PR #150, opened 2021-06-08
Separate Queue handling from core API

kunaltyagi:


src/device/Device.cpp
```diff
@@ -333,13 +328,25 @@ void Device::close() {
     // Clear map
     callbackIdMap.clear();
 
-    // Close connection first (so queues unblock)
-    connection->close();
-    connection = nullptr;
+    // Is this expected? Should we clear the queues before closing the device?
```
kunaltyagi, line 331: Question 1

src/device/Device.cpp
```diff
@@ -1055,4 +1018,53 @@ bool Device::startPipeline(const Pipeline& pipeline) {
     return true;
 }
 
+bool Device::startPipeline(const Pipeline& pipeline) {
+    bool success = DeviceBase::startPipeline(pipeline);
+    if(!success) return success;
+
+    // Open queues upfront, let queues know about data sizes (input queues)
```
kunaltyagi, line 1025: Question 2: this comment is no longer valid. Is the code still valid though?

Doing what the comment says requires breaking the startPipeline into 2 parts: pre and post (setupComm and startPipeline for example)

themarpe: What if we just move `DeviceBase::startPipeline(pipeline)` after opening the queues?

src/device/Device.cpp
themarpe: The connection is closed beforehand as queues block on waiting for data coming to XLink streams. 
This is a limitation of XLink as these blocking functions cannot be terminated gracefully.

themarpe (changes requested):
A couple of things are needed in this case:
 - `getConnection` to get the underlying `XLinkConnection` if working with streams manually is desired.
 - StreamPacketParser will have to be exposed & preferably cleaned up a bit (otherwise manual handling isn't possible)
 - I'd move DeviceBase to its own .hpp & .cpp

src/device/Device.cpp
kunaltyagi: Again, the issue is that `close` has multiple steps, and the queue handling is interleaved with the actual XLink setup logic. Any ideas on cleaning up this code? You'd be a better judge than me.

kunaltyagi (commented):
1. I made connection protected. I assume you'd prefer instead to add a function?
2. Would it be as simple as exposing the header properly (and relevant CMake changes)?
3. Sure. Will do that soon

src/device/Device.cpp
themarpe: We could do the same check twice, but I agree, lets move the check:
```
checkClosed();

    // first check if pipeline is not already running
    if(isPipelineRunning()) {
        throw std::runtime_error("Pipeline is already running");
    }
```
outside and create a private function for "starting" the pipeline (`startPipelineImpl` or something like that), which doesn't check.
Then we can check if pipeline is running, then create queues and at the end `startPipelineImpl`

For base we do just check and `startPipelineImpl`

src/device/Device.cpp
themarpe: Ohh, yeah, clearing them in the end should suffice. 
So callbacks must be removed first, device connection closed and then the queues can be cleared.

As is right now looks good to me on first glance

themarpe:
> 1. I made connection protected. I assume you'd prefer instead to add a function?

The connection being protected is great, but we also need to expose it as part of public API alongside being protected for internal use. 
Otherwise not much can be done with device without having its underlying XLinkConnection object. (The connection is needed for opening XLinkStreams)

> 2. Would it be as simple as exposing the header properly (and relevant CMake changes)?

Yes. And one extra thing that will have to be done eitherway are bindings, but we'll think about that after this PR is finalized.

> 3. Sure. Will do that soon

Thanks!

Luxonis-Brandon:
And CC: @saching13 on all the above.  Really cool.  Thanks, both!

kunaltyagi:
No modifications to startPipeline yet

src/device/Device.cpp
kunaltyagi: I've added another check in derived class. Is this also sufficient? I removed the extra `checkClosed` (since it's already part of `isPipelineRunning`)

include/depthai/pipeline/datatype/StreamPacketParser.hpp
```diff
@@ -6,10 +6,10 @@
...
 
-//project
+// project
 #include "depthai/pipeline/datatype/ADatatype.hpp"
 
-//shared
+// shared
 #include "depthai-shared/datatype/RawBuffer.hpp"
 
 // StreamPacket structure ->  || imgframepixels... , serialized_object, object_type, serialized_object_size ||
```
themarpe, line 15: This file being exposed now needs a tad more love:
 - class StreamPacketParser with static methods
 - serializeData -> serializeMessage
 - serializeMessage 4 overloads (shared_ptr and reference to RawBuffer & ADatatype)
 ```
std::vector<std::uint8_t> serializeMessage(const std::shared_ptr<RawBuffer>& rawMsg);
std::vector<std::uint8_t> serializeMessage(const RawBuffer& rawMsg);
std::vector<std::uint8_t> serializeMessage(const std::shared_ptr<ADatatype>& msg);
std::vector<std::uint8_t> serializeMessage(const ADatatype& msg);
```

For reference check `DataInputQueue::send` functions

**Review by themarpe — CHANGES_REQUESTED** [review]

File: include/depthai/device/DeviceBase.hpp [hunk 4]
```diff
@@ -0,0 +1,449 @@
...
+   private:
+    // private static
+    void init(OpenVINO::Version version, bool embeddedMvcmd, bool usb2Mode, const std::string& pathToMvcmd);
+    void init(const Pipeline& pipeline, bool embeddedMvcmd, bool usb2Mode, const std::string& pathToMvcmd);
+    void init2(bool embeddedMvcmd, bool usb2Mode, const std::string& pathToMvcmd, tl::optional<const Pipeline&> pipeline);
+
+    std::unique_ptr<nanorpc::core::client<nanorpc::packer::nlohmann_msgpack>> client;
+    std::mutex rpcMutex;
+    std::vector<uint8_t> patchedCmd;
+    std::shared_ptr<XLinkConnection> connection;
```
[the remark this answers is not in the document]
kunaltyagi: What's the benefit given that `getConnection` has been added? Brewity?

include/depthai/pipeline/datatype/StreamPacketParser.hpp
kunaltyagi: Should the API be `const std::shared_ptr<const T>& m` since there are `const T& m` overloads?

kunaltyagi: PS: RawBuffer::serialize is not const. Should it be made const?

kunaltyagi: Compilation error expected since waiting on ^^^ PR

src/device/Device.cpp
```diff
@@ -999,60 +268,6 @@ bool Device::startPipeline(const Pipeline& pipeline) {
...
-    std::tie(success, errorMsg) = client->call("buildPipeline").as<std::tuple<bool, std::string>>();
-    if(success) {
-        client->call("startPipeline");
-    } else {
-        throw std::runtime_error(errorMsg);
-        return false;
-    }
-
-    return true;
+    return DeviceBase::startPipeline(pipeline);
```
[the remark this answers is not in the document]
kunaltyagi: My mistake. Fixed it.

kunaltyagi:
PTAl @themarpe

include/depthai/device/DeviceBase.hpp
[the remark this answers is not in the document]
themarpe: The derived class `Device` (and others potentially) can use it as is, as it is the main thing that derived classes will need access to (especially with the need to change it, etc..).

src/device/Device.cpp
```diff
@@ -789,182 +222,18 @@ std::string Device::getQueueEvent(std::chrono::microseconds timeout) {
...
-    pipeline.serialize(schema, assets, assetStorage, pipelineOpenvinoVersion);
-    if(openvinoVersion != pipelineOpenvinoVersion) {
-        throw std::runtime_error("Device booted with different OpenVINO version that pipeline requires");
-    }
-
+bool Device::startPipelineImpl(const Pipeline& pipeline) {
     // Open queues upfront, let queues know about data sizes (input queues)
     // Go through Pipeline and check for 'XLinkIn' and 'XLinkOut' nodes
     // and create corresponding default queues for them
+    const auto& connection = getConnection();
```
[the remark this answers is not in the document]
themarpe: Also taking a const reference to a returned temporary object, not sure if this is valid

include/depthai/pipeline/datatype/StreamPacketParser.hpp
themarpe: > Should the API be const std::shared_ptr<const T>& m since there are const T& m overloads?
By `const T` do you mean a template? It could be as we wouldn't be exposing any "private" dependencies, although in its current form I think its okay as is - moves the actual implementation to the .cpp

include/depthai/pipeline/datatype/StreamPacketParser.hpp
```diff
@@ -0,0 +1,28 @@
...
+#include "depthai-shared/datatype/RawBuffer.hpp"
+
+// StreamPacket structure ->  || imgframepixels... , serialized_object, object_type, serialized_object_size ||
+// object_type -> DataType(int), serialized_object_size -> int
+
+namespace dai {
+class StreamPacketParser {
+   public:
+    static std::shared_ptr<RawBuffer> parsePacket(streamPacketDesc_t* packet);
+    static std::shared_ptr<ADatatype> parsePacketToADatatype(streamPacketDesc_t* packet);
```
themarpe, line 22: Thoughts on naming these `parseMessage` and `parseRawMessage` instead?
Would go better with the corresponding `serializeMessage` functions.

themarpe (changes requested):
Also added some additional responses to the comments.

Otherwise looking good, will give it a test locally after these finishing touches.

Thanks for your contribution!

src/device/Device.cpp
```diff
@@ -20,590 +16,27 @@
...
     for(const auto& kv : callbackIdMap) {
         outputQueueMap[kv.first]->removeCallback(kv.second);
     }
     // Clear map
     callbackIdMap.clear();
 
-    // Close connection first (so queues unblock)
-    connection->close();
-    connection = nullptr;
+    // Close the device before clearning the queues
```
themarpe, line 34: Typo: clearning -> clearing

themarpe (changes requested):

include/depthai/pipeline/datatype/StreamPacketParser.hpp
kunaltyagi: Sure, no issues

kunaltyagi: It's streamPacketParser, so I'm making it streamMessageParser

include/depthai/pipeline/datatype/ADatatype.hpp
```diff
@@ -11,12 +11,13 @@ namespace dai {
 class ADatatype {
    protected:
     friend class DataInputQueue;
-    virtual std::shared_ptr<dai::RawBuffer> serialize() const = 0;
+    friend class StreamPacketParser;
```
themarpe, line 14: `friend class StreamMessageParser;`

kunaltyagi:
```suggestion
    friend class StreamMessageParser;
```

kunaltyagi:
@themarpe PTAL

include/depthai/pipeline/datatype/NNData.hpp
```diff
@@ -14,7 +14,7 @@ namespace dai {
  */
 class NNData : public Buffer {
     static constexpr int DATA_ALIGNMENT = 64;
-    std::shared_ptr<RawBuffer> serialize() const;
+    std::shared_ptr<RawBuffer> serialize() const override;
```
themarpe, line 17: I presume this was meant to be done for all or none of the messages?

themarpe (changes requested):
Started merging but stumbled upon:
```
./depthai-core/examples/rgb_preview 
Connected cameras: 0 RGB 1 LEFT 2 RIGHT 
Usb speed: SUPER
terminate called after throwing an instance of 'std::runtime_error'
  what():  Queue for stream name 'rgb' doesn't exist
Aborted (core dumped)
```

Same with your branch unchanged. Please fix beforehand and merge in / rebase to latest develop

kunaltyagi:
Working on a rebase

include/depthai/pipeline/datatype/NNData.hpp
kunaltyagi: Other messages already had them. Just this one didn't have that

kunaltyagi:
PTAL. Due to huge amounts of code movement, please check the behavior a bit more carefully. Let's get this merged because dealing with merge conflicts is a big pain (due to code being moved across files)

kunaltyagi:
@themarpe

themarpe:
@kunaltyagi 
Hopefully I checked out the correct latest of your changes - but I'm still getting the error on simple `rgb_preview` example.
Please fix this beforehand and run the tests locally to verify (preferably with `TEST_TIMEOUT=10 make test`). In CMake configuration specify both `-D DEPTHAI_BUILD_EXAMPLES=ON` and `-D DEPTHAI_BUILD_TESTS=ON`, build and then test with previously mentioned command

kunaltyagi:
I don't actually know how to reslve the errors...

It's getting harder to rebase and compare. I think I'll start over if you can help fast-track the new PR before other code is merged in Device cpp and hpp files. It'd be easier to start over, but not something I'd do again and again
cc: @Luxonis-Brandon

themarpe:
@kunaltyagi I presume the error happens because Device doesn't open the queues upfront (the underlying startPipeline doesnt seem to do the right thing in Device case)

You can either fix in your branch, and I'll handle the merging with latest, or better if you fix after merging to latest in your own branch, to not reintroduce any issues.

By helping to fast track, what did you have in mind? I guess if you give me access to your branch I can help merging in latest develop and resolving conflicts?

kunaltyagi:
I already have allowed edits by maintainers
image

> error happens because Device doesn't open the queues upfront 

I see. Let me take a look at see how I can re-shuffle the code

src/device/Device.cpp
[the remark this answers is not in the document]
kunaltyagi: Taking a const reference to temporary extends the lifetime.

See the example in rvalue reference here: http://en.cppreference.com/w/cpp/language/reference

src/device/DeviceBase.cpp
```diff
@@ -0,0 +1,880 @@
...
+    PipelineSchema schema;
+    Assets assets;
+    std::vector<std::uint8_t> assetStorage;
+
+    // Mark the OpenVINO version and serialize the pipeline
+    OpenVINO::Version pipelineOpenvinoVersion;
+    pipeline.serialize(schema, assets, assetStorage, pipelineOpenvinoVersion);
+    if(openvinoVersion != pipelineOpenvinoVersion) {
+        throw std::runtime_error("Device booted with different OpenVINO version that pipeline requires");
+    }
```
kunaltyagi, line 824: These are the only lines which have been inverted in startPipeline logic. Queues are being opened upfront otherwise.

Current flow:
startPipeline -> Device::startPipelineImpl -> DeviceBase::startPipelineImpl

src/device/Device.cpp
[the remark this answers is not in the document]
themarpe: Thanks for the link - didn't know:)

Still, preferably expose using:

> Can be removed after DeviceBase::connection is protected

src/device/DeviceBase.cpp
themarpe: @kunaltyagi it seems that using this:
This is the stack trace:
```
dai::DeviceBase::startPipelineImpl(dai::Pipeline const&) (src/device/DeviceBase.cpp:815)
dai::DeviceBase::startPipeline(dai::Pipeline const&) (src/device/DeviceBase.cpp:811)
dai::DeviceBase::init2(bool, bool, std::__cxx11::basic_string<char, std::char_traits<char>, std::allocator<char> > const&, tl::optional<dai::Pipeline const&>) (src/device/DeviceBase.cpp:638)
dai::DeviceBase::init(dai::Pipeline const&, bool, bool, std::__cxx11::basic_string<char, std::char_traits<char>, std::allocator<char> > const&) (src/device/DeviceBase.cpp:388)
dai::DeviceBase::DeviceBase(dai::Pipeline const&) (src/device/DeviceBase.cpp:233)
dai::Device::Device(dai::Pipeline const&) (include/depthai/device/Device.hpp:26)
main (examples/src/rgb_preview.cpp:28)
__libc_start_main (@__libc_start_main:60)
_start (@_start:14)
```

With added constructor in Device.

I think the following happens: https://stackoverflow.com/a/962148

kunaltyagi:
Tested and worked.

I needed to add the following to CMakeLists.txt for examples and tests to get it working:
```cmake
set(CMAKE_EXE_LINKER_FLAGS "${CMAKE_EXE_LINKER_FLAGS} -lrt")
```

Any ideas why? Should I create a PR for the same?

kunaltyagi:
> Any ideas why? Should I create a PR for the same?

Apparently, adding it to the depthai-core library also does the trick. If it's ok, I can create a PR for the same. (1 line: `target_link_options(${TARGET_CORE_NAME} INTERFACE "-lrt")`)

themarpe:
@kunaltyagi 
2. things:
 - DeviceBase constructors taking a pipeline don't start it now. I think a call to startPipeline should remain there, which will call `DeviceBase::startPipeline` (or can be explicit `DeviceBase::startPipeline` in ctor, just for it to be clear)
 - The now overloaded Device ctor needs a try catch around and do a close otherwise ctor will fail but device won't gracefully close.
 
Regarding the `rt` library - never happend yet on any system:/ Can you test if that is required in latest `develop` as well and if so can you share your system details?
I presume that if this might be related to "Threading" library that CMake knows to apply underneath, the correct place would be setting it in XLink as public: https://github.com/luxonis/XLink/blob/master/CMakeLists.txt#L24-L27

Would have to check which codebase actually pulls in the requirement for `rt`.

Otherwise this should be applied to Linux only afaik so should have a check with it and no need to do a flag, can just be:
```
target_link_libraries(target PUBLIC rt)
```

kunaltyagi:
I added a close for the second point.

What is the actionable item for the first point? There's no need for DeviceBase to call `startPipeline`, right?

The `Device` class takes care of that from the user perspective, and the developers of derived classes of `DeviceBase` can device what kind of behavior is preferred for them.

themarpe:
I think it just mixes with current constructors - these constructors actually shouldn't call DeviceBase(pipeline, ...) but regular non pipeline starting constructors. 

In Device constructors, there are 2 major ones - Device(pipeline, ...) and Device(openvino, ...).
The first one always starts the pipeline by itself and no subsequent `startPipeline` is required (or possible), while the second doesn't start a pipeline but just boots the correct FW (specified by openvino) and then waits for any other RPC calls to be made and/or pipeline started.

If we make DeviceBase not handle queues automatically, but still expose same API for constructors, IMO same logic should apply. So DeviceBase(pipeline, ...) starts the pipeline by itself, while DeviceBase(openvino, ...) doesn't.

kunaltyagi:
Thoughts on removing the `DeviceBase(pipeline)` ctors?
* DeviceBase doesn't have enough information to start pipeline safely (due to your arguments combined with the virtual function issue)
* This can be a feature for the `Device` class solely: start pipeline because it can handle queues

themarpe:
The second option is compelling, although for the first one it can indeed start the pipeline normally - its just going to call it's own DeviceBase::startPipelineImpl, resulting in started pipeline without queues opened upfront.

Maybe best to just modify the current Device ctors to call `Device(pipeline,...) : DeviceBase(pipeline.getOpenVINOVersion(), ...) {}`
And for DeviceBase adding back the call but explicitly to its own impl.

kunaltyagi:
> its just going to call it's own DeviceBase::startPipelineImpl, resulting in started pipeline without queues opened upfront.

I agree with the second portion: `Device(pipeline)` forwards to `Devicebase(openVinoVersion)`, and I still feel that adding `DeviceBase(pipeline)` creates a more confusing (and faulty: `starting pipeline without queues opened upfront`) API

themarpe:
> and I still feel that adding DeviceBase(pipeline) creates a more confusing (and faulty: starting pipeline without queues opened upfront) API

This actually won't happen - when a users uses DeviceBase constructor, they create a DeviceBase object, on which they won't be able to call `getOutputQueue`. I'd still rather retain the mostly the same behavior between DeviceBase and Device with exception of queues (at least in current of debate context and path of the PR)

kunaltyagi:
How does this look?

themarpe:
@kunaltyagi Thanks, looking good.
Will clone locally and update with latest and merge. Most likely tomorrowish.

kunaltyagi:
Just a ping :)

themarpe:
@kunaltyagi updated with latest develop. Hopefully haven't missed anything. Also created a branch on depthai-python with bindings, but have to add StreamMessageParser to it as well.

I'm still observing issues running the examples/tests. Specifically the `image_manip_node_test`. AFAIK `close` is suffering from same issues as opening the pipeline did. Its called from destructor where after `Device` is destructed, `DeviceBase` doesn't call its `Device::closeImpl` but just its own. (Construction/destruction: `DeviceBase->Device ... Device->DeviceBase` <- issue)

kunaltyagi:
FYI: The windows CI failed before I pushed

I modified the dtor in a similar fashion and added a note for developers. The test runs without any issue now.

kunaltyagi:
Errors on Windows CI:
```
D:\a\depthai-core\depthai-core\tests\src\image_manip_node_test.cpp(43,40): error C2668: 'dai::Device::Device': ambiguous call to overloaded function [D:\a\depthai-core\depthai-core\build\tests\image_manip_node_test.vcxproj]
D:\a\depthai-core\depthai-core\tests\src\color_camera_node_test.cpp(41,40): error C2668: 'dai::Device::Device': ambiguous call to overloaded function [D:\a\depthai-core\depthai-core\build\tests\color_camera_node_test.vcxproj]
D:\a\depthai-core\depthai-core\include\depthai\device/Device.hpp(59,5): message : could be 'dai::Device::Device(const dai::Pipeline &,const dai::DeviceInfo &,bool)' [D:\a\depthai-core\depthai-core\build\tests\image_manip_node_test.vcxproj]
D:\a\depthai-core\depthai-core\include\depthai\device/Device.hpp(59,5): message : could be 'dai::Device::Device(const dai::Pipeline &,const dai::DeviceInfo &,bool)' [D:\a\depthai-core\depthai-core\build\tests\color_camera_node_test.vcxproj]
D:\a\depthai-core\depthai-core\tests\src\image_manip_node_test.cpp(43,40): message : while trying to match the argument list '(dai::Pipeline, dai::DeviceInfo)' [D:\a\depthai-core\depthai-core\build\tests\image_manip_node_test.vcxproj]
D:\a\depthai-core\depthai-core\tests\src\color_camera_node_test.cpp(41,40): message : while trying to match the argument list '(dai::Pipeline, dai::DeviceInfo)' [D:\a\depthai-core\depthai-core\build\tests\color_camera_node_test.vcxproj]
D:\a\depthai-core\depthai-core\tests\src\image_manip_node_test.cpp(43,40): message : note: qualification adjustment (const/volatile) may be causing the ambiguity [D:\a\depthai-core\depthai-core\build\tests\image_manip_node_test.vcxproj]
D:\a\depthai-core\depthai-core\tests\src\color_camera_node_test.cpp(41,40): message : note: qualification adjustment (const/volatile) may be causing the ambiguity [D:\a\depthai-core\depthai-core\build\tests\color_camera_node_test.vcxproj]
```

Missing default ctor in `Device` (definitely missing, required for calibration examples)

themarpe:
Seems to work now as expected - MSVC was nitpicking, removed default arguments.
Will be merging after a release.

kunaltyagi:
The default ctor errors have remained

kunaltyagi:
🎊 yay 🎉

kunaltyagi:
@themarpe Will this be included in the next release?

themarpe:
@kunaltyagi yes, I plan to do so.
Currently working on some bootloader changes, but after I move back to core, will merge this in. 
Might come to develop by the end of this week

→ Assigned task: Go through the material above and state how many lines hold the word "requires". Give only the number.

→ Response below: 3